PowerSchool: Folsom, California-based PowerSchool sold 39.5 million shares at almost $18 apiece in its IPO, raising $710.5 million. That meant the company, which develops cloud-based software for K-12 education, was valued at about $3.5 billion following the public offering. Since then, its stock price grew, before settling back in at about $17 a share in mid-December.
Nerdy: Nerdy, which owns the popular Varsity Tutors, went public via SPAC in a deal valued at about $1.7 billion in September. The deal gave the St. Louis-based company up to $750 million in proceeds when it started trading on the NYSE. Since that deal, on Sept. 20, share prices have more than halved, going from $11.20 apiece to about $5 in mid-December.
Udemy: San Francisco-based Udemy, which offers online courses for professional skills in technology and business, went public Oct. 29. It started the day selling shares at $29 apiece, but closed the day at $27.50 per share, still valuing the company at around $3.8 billion. After an initial surge in stock prices in November, shares were trending downward and valued at about $17.50 in mid-December.
Anthology and Blackboard: Boca Raton, Florida-based Anthology and Reston, Virginia-based Blackboard announced in September their plans to merge in an effort to “create the most comprehensive and modern edtech ecosystem at a global scale for education.” In other words, they were to become an edtech software behemoth for higher education. By October, the merger was official.
BYJU’S: India-based BYJU’S had a busy year, acquiring Singapore-based Great Learning for $600 million, then Redwood City, California-based Epic for $500 million and finally India-based Aakash Educational Services for around $1 billion, tech marketplace G2 outlined in its recent report on the edtech boom.
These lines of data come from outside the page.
PR #182, opened 2016-08-13
Changes to enable building on FreeBSD. 

yohanesu75:
Need to confirm still builds and works as expected on Linux!

### DIFF
--- a/src/session/fd.c
+++ b/src/session/fd.c
@@ -82,6 +82,7 @@ write_fd(int sock, int fd, const void *buffer, ssize_t buffer_size)
 {
    char control[CMSG_SPACE(sizeof(int))];
    memset(control, 0, sizeof(control));
+
    struct msghdr message = {
       .msg_name = NULL,
       .msg_namelen = 0,
@@ -90,18 +91,19 @@ write_fd(int sock, int fd, const void *buffer, ssize_t buffer_size)
          .iov_len = buffer_size
       },
       .msg_iovlen = 1,
-      .msg_control = control,
-      .msg_controllen = sizeof(control),
+      .msg_control = NULL,
+      .msg_controllen = 0,
    };
 
-   struct cmsghdr *cmsg = CMSG_FIRSTHDR(&message);
    if (fd >= 0) {
+      message.msg_control = control;
+      message.msg_controllen = sizeof(control);
+
+      struct cmsghdr *cmsg = CMSG_FIRSTHDR(&message);
       cmsg->cmsg_len = CMSG_LEN(sizeof(fd));
       cmsg->cmsg_level = SOL_SOCKET;
       cmsg->cmsg_type = SCM_RIGHTS;
       memcpy(CMSG_DATA(cmsg), &fd, sizeof(fd));
-   } else {
-      cmsg->cmsg_len = CMSG_LEN(0);
    }
 
    return sendmsg(sock, &message, 0);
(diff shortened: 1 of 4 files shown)


src/session/fd.c
```diff
@@ -132,6 +134,9 @@ recv_fd(int sock, int *out_fd, void *out_buffer, ssize_t buffer_size)
    if ((read = recvmsg(sock, &message, 0)) < 0)
       return read;
 
+   if(message.msg_controllen == 0)
```
Cloudef: Add space between if and (

src/session/tty.c
```diff
@@ -147,6 +165,79 @@ setup_tty(int fd, bool replace_vt)
...
+      die("Could not get current vt");
+
+   wlc.old_state.vt = state.v_active;
+
+   if (ioctl(fd, VT_ACTIVATE, wlc.vt) == -1)
+      die("Could not activate vt%d", wlc.vt);
+
+   if (ioctl(fd, VT_WAITACTIVE, wlc.vt) == -1)
+      die("Could not wait for vt%d to become active", wlc.vt);
+#endif
```
Cloudef: Maybe just remove this code, and add whenever it has something similar.

src/xwayland/xwayland.c
```diff
@@ -287,10 +287,15 @@ wlc_xwayland_init(void)
...
 
+#ifdef HAVE_CLEARENV
       if (clearenv() != 0) {
          wlc_log(WLC_LOG_WARN, "Failed to clear environment");
          _exit(EXIT_FAILURE);
       }
+#else
+      extern char **environ;
+      environ[0] = NULL;
+#endif
```
Cloudef: Can you turn these instances into own function, so there is no need for conditional #if's each time.

yohanesu75: Would defining a macro in internal.h be OK for this?

src/macros.h
```diff
@@ -22,4 +22,10 @@
 
 #define except(x) if (!(x)) { wlc_log(WLC_LOG_ERROR, "assertion failed: %s", #x); abort(); }
 
+#ifdef HAVE_CLEARENV
+#define CLEARENV() if (clearenv() != 0) { die("Failed to clear environment"); }
+#else
+#define CLEARENV() extern char **environ; environ[0] = NULL;
+#endif
```
Cloudef: I would prefer static inline functions instead of macros, maybe in internal.h as you suggested.

src/xwayland/xwayland.c
```diff
@@ -287,15 +287,7 @@ wlc_xwayland_init(void)
...
-#ifdef HAVE_CLEARENV
-      if (clearenv() != 0) {
-         wlc_log(WLC_LOG_WARN, "Failed to clear environment");
-         _exit(EXIT_FAILURE);
-      }
-#else
-      extern char **environ;
-      environ[0] = NULL;
-#endif
+	  CLEARENV();
```
Cloudef: The indent here and place before is off.

yohanesu75:
There, how is that?

Cloudef:
Looks good, squash and I'll merge.

src/session/fd.c
```diff
@@ -90,18 +91,19 @@ write_fd(int sock, int fd, const void *buffer, ssize_t buffer_size)
...
+      .msg_control = NULL,
+      .msg_controllen = 0,
    };
 
-   struct cmsghdr *cmsg = CMSG_FIRSTHDR(&message);
    if (fd >= 0) {
+      message.msg_control = control;
+      message.msg_controllen = sizeof(control);
+
+	  struct cmsghdr *cmsg = CMSG_FIRSTHDR(&message);
```
SirCmpwn: Indent issues

Cloudef: Thanks, I missed this.

yohanesu75: Sorry will fix. My .dir-locals.el wasn't working properly.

Now, BYJU’S is rumored to be considering going public in the United States through a SPAC, according to the Economic Times.
Despite the dips in stock prices of many companies that did IPOs this year, investor interest in the industry seems to be as bullish as it was when the year started—if not even greater, Eurie Kim, a partner at Forerunner Ventures told Crunchbase news.
The infrastructure progress for digital learning also excites Kim as much as it does Chiu at Owl Ventures. With that in place, Kim said she sees a future where edtech is a centerpiece for education.
“The biggest shift is that before COVID, it was all supplemental, nice-to-have education that was digital,” she said. “Now, I think we’re really going to start to see real core education move forward on the digital track and ask ‘How do you supplement schools that don’t have resources for some of these classes?’ Can some of these platforms like Juni, Coursera or some of the other bigger platforms start to enable more access to quality education?”
Perhaps the answer to that question will become more clear in 2022.